Electronic – Nokia 1616 LCD AVR Issue

avrglcdlcd

I seem to be having a weird and frustrating issue.

I have a Nokia 1616 LCD to which I am displaying images stored on an SD card. Everything worked fine when I was breadboarding it but when I assembled the circuit on a etched PCB, that's when the trouble started.

When I power on the circuit I see the lcd backlight with normal expected brightness. However right after that (when the avr starts initializing the LCD I presume), the brightness decreases dramatically and the image shown on the lcd is all streaked with color lines and has sort of whitewashed effect. Like the image is bleeding (don't have any pics as I removed the LCD to try n solve the issue).

However at this point if I press the reset button on my circuit (reset avr) and hold it for a brief moment I see the LCD act normal with the image shown as it should be.
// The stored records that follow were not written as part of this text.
PR #1210, opened 2022-11-04
Solution

Diana-Yrchyshyn:


src/robotFactory.js
```diff
@@ -1,10 +1,79 @@
...
+  }
+
+  goUp(step = 1) {
+    this.coords.z += step;
+  }
+}
+
+class DeliveryDrone extends FlyingRobot {
+  constructor(name, weight, coords, chipVersion, maxLoadWeight,
+    currentLoad = null) {
```
loralevitska, line 60:
```suggestion
  constructor(
    name, 
    weight,
    coords, 
    chipVersion, 
    maxLoadWeight,
    currentLoad = null
  ) {
```

loralevitska (changes requested):
almost done)

src/robotFactory.js
```diff
@@ -1,10 +1,85 @@
...
+    this.coords.x -= step;
+  }
+
+  goRight(step = 1) {
+    this.coords.x += step;
+  }
+
+  getInfo() {
+    return `Robot: ` + this.name + `, Chip version: ` + this.chipVersion
+    + `, Weight: ` + this.weight;
```
Anastasiia-Svintsova, line 34: It is better to use interpolation in such cases
```suggestion
    return `Robot: ${this.name}, ....`;
```

Anastasiia-Svintsova (approved):
Good! Check the comment, please

src/robotFactory.js
Diana-Yrchyshyn: How can I use interpolation if then the string size exceeds the limit?

qoa11a, line 34: It's not forbidden to include new lines inside a string. So you can just write it in 3 lines (one prop for line) instead of 1.

qoa11a (approved):

src/robotFactory.js
```diff
@@ -1,10 +1,86 @@
...
+  }
+
+  goRight(step = 1) {
+    this.coords.x += step;
+  }
+
+  getInfo() {
+    return `Robot: ${this.name}, `
+      + `Chip version: ${this.chipVersion}, `
+      + `Weight: ${this.weight}`;
```
Anastasiia-Svintsova, line 35:
```suggestion
    return (
      `Robot: ${this.name}, ` +
      `Chip version: ${this.chipVersion}, ` +
      `Weight: ${this.weight}`
    );
```

Anastasiia-Svintsova (approved):

Anastasiia-Svintsova (approved):
I've already approved this work. The comment was for you to improve your code in the future. If the work has already been approved, you don't need to request a review again😉

PR #1219, opened 2022-11-07
solution

IOneStarI:


src/robotFactory.js
```diff
@@ -1,10 +1,91 @@
...
-class FlyingRobot {}
+    this.coords = {
+      x: coords.x || 0,
+      y: coords.y || 0,
+    };
+  }
 
-class DeliveryDrone {}
+  getInfo() {
+    const info = `Robot: ${this.name}, Chip version: ${this.chipVersion},`
```
masha-girya, line 21: you can return it immediately without constant

Olexandr6: +1

Olexandr6 (approved):
Good job 👍

PR #1220, opened 2022-11-07
robot factory MG

masha-girya:


src/robotFactory.js
```diff
@@ -1,10 +1,80 @@
...
+
+class FlyingRobot extends BaseRobot {
+  constructor(name, weight, coords, chipVersion) {
+    super(name, weight, coords, chipVersion);
+
+    this.coords = {
+      x: coords.x || 0,
+      y: coords.y || 0,
+      z: coords.z || 0,
+    };
```
IOneStarI: you can set only z coords because x and y you already have)

src/robotFactory.js
```diff
@@ -1,10 +1,80 @@
...
+  }
+
+  goDown(step = 1) {
+    this.coords.z -= step;
+  }
+}
+
+class DeliveryDrone extends FlyingRobot {
+  constructor(
+    name, weight, coords, chipVersion, maxLoadWeight, currentLoad = null
```
IOneStarI, line 55: my advice to don't write lots of parameters in single row)

IOneStarI (approved):
GJ!  but why your tests not going through ?

src/robotFactory.js
Olexandr6: +1 let's format parameters

src/robotFactory.js
```diff
@@ -1,10 +1,76 @@
...
+
+    this.maxLoadWeight = maxLoadWeight;
+    this.currentLoad = currentLoad;
+  }
+
+  hookLoad(cargo) {
+    this.currentLoad
+    = cargo.weight <= this.maxLoadWeight && this.currentLoad === null
+        ? { ...cargo }
+        : this.currentLoad;
```
Olexandr6, line 67: Would be better to use `if` statement here, cause your logic looks a bit complicated

src/robotFactory.js
Olexandr6: Each parameter should start with a new line

Olexandr6 (changes requested):
Almost done👍 Now, let's work on improvements:

Olexandr6 (approved):

PR #606, opened 2021-03-25
Gadget 4 and arepo HDF files support

apontzen:
Gadget 4 and arepo change lots of details about HDF files. This is an attempt to support them while
maintaining back-compatibility with older versions of the Gadget HDF snapshot.


regmachado:
It seems that in Gadget-4 the Omegas are in the Parameters, bu the 'Time' attribute is still in the Header. So when 'Time' is not found in the Parameters, age from cosmology is apparently being calculated even in non-cosmological snapshots.

bwkeller:
I think this PR supercedes my #569, apologies for forgetting about that.

apontzen:
Oh whoops! Reinventing the wheel. When you say it supercedes #569, is there anything this does that #569 does not?

bwkeller:
Let me take a look, I think this covers everything but I should actually
compare to make sure the AREPO outputs I have behave the same in both.

bwkeller:
Finally got around to testing this out, and it does do everything #569 does.  I've closed #569, so if you want to merge this one now feel free.  Thanks @apontzen and everyone!

PR #607, opened 2021-03-26
More flexibility when reading particle files with RAMSES

cphyc:
When using MC tracer, the local random seed is dumped together with the seed used for tracers. This causes the record 'randseed' to have a length of 8bytes instead of 4.
This fixes it by skipping the record altogether.


cphyc:
This is related to the recent merge of the MC tracer particle in RAMSES https://bitbucket.org/rteyssie/ramses/pull-requests/456.

PR #614, opened 2021-05-20
Read HDF outputs of Subfind in Gadget-4

lluciesmith:
Added support to read HDF outputs of Subfind in Gadget4. I have also included tests of the pipeline in the nosetest directory. This implementation currently only supports reading single-file outputs (and not multi-file) produced by Subfind.


nose/utils_test.py
```diff
@@ -123,10 +123,12 @@ def test_openmp_summations():
     start = time.time()
     sum_a = np.dot(a,(b>1.0))
     np_timing = time.time()-start
+    print(sum_a)
```
apontzen, line 126: Could you revert these two print statements unless there is a reason for them to be present?

nose/subfindhdf_gadget4_test.py
```diff
@@ -0,0 +1,317 @@
...
+        assert(np.allclose(halos[hid].dm['iord'], htest[hid]['iord']))
+
+
+import six
+from os.path import isfile
+import numpy as np
+import h5py
+
+
+class Halos:
```
apontzen, line 75: Would be useful to add a docstring here to explain what it is doing in the context of this test

pynbody/halo/subfindhdf.py
```diff
@@ -310,4 +314,186 @@ def __getattr__(self, name):
...
+        return header
+
+    def _read_ids(self):
+        data_ids = np.array([], dtype=self.dtype_int)
+        for n in range(self._tasks):
+            ids = self.base._hdf_files[n][self.ptype]['ParticleIDs']
+            data_ids = np.append(data_ids, ids)
+        return data_ids
+
+    def _read_groups(self):
```
apontzen, line 432: Could you add a couple of comments or split up into a couple of methods to clarify what is happening here? (I realise other loaders are not great at this but we might as well improve the code standard.)

apontzen (commented):
Thanks Luisa! I have a couple of small comments here. Happy to merge after that assuming the tests pass (I just restarted them with the new test data tar).

nose/utils_test.py
lluciesmith: Yes I can revert them. The reason why they are present is that on my local machine that test fails without the print statements (I never really understood why..). So I always have to manually add those print statements to run the nosetests. But since this problem is unrelated to this specific pull request, I can delete the print statements.

lluciesmith:
The tests seem to have failed because it can't find the snapshot. Does the path that I wrote in the test match the location of the snapshots?

apontzen:
Thanks!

Googling didn't help much. A single post on avrfreak suggested that this streaking happens due to 5v signal being applied to 3.3v terminals of the LCD. I am using a bss138 to do level conversion. So to check those I wrote a test program outputting 5v on all the output terminals and as expected I got 3.3v on the lcd inputs. So that's not the issue.

Another thing I noted is that on my breadboard the circuit pulls in about 200ma but on the PCB its constantly pulling in around 350ma.

This along with the backlight dimming is making me believe that there must be a short somewhere .

Am I along the right path. Has anyone had any experience of such kind?

This is what it looks like
enter image description here

This is what is should look like
enter image description here

Thanks!

Best Answer

Have you thoroughly inspected your PCB for shorts?

You can use a continuity tester function (or the lowest ohm range) of a multimeter to test whether you have shorts between traces that shouldn't be shorted (do this with power disconnected!).

Better if you do this test with the LCD (and any other socketed component) disconnected, so as to minimize apparent shorts due to their presence.

This, together with visual inspection using a good loupe, should give enough confidence about the presence of shorts due to the PCB fabrication or the soldering step.

Keep in mind that, since you already have some component soldered, if you find a short it could be due to a component placed between the traces where you detect the short, so you should desolder every component and test them individually, unless you spot a dead short between the traces due to fabrication residues or soldering.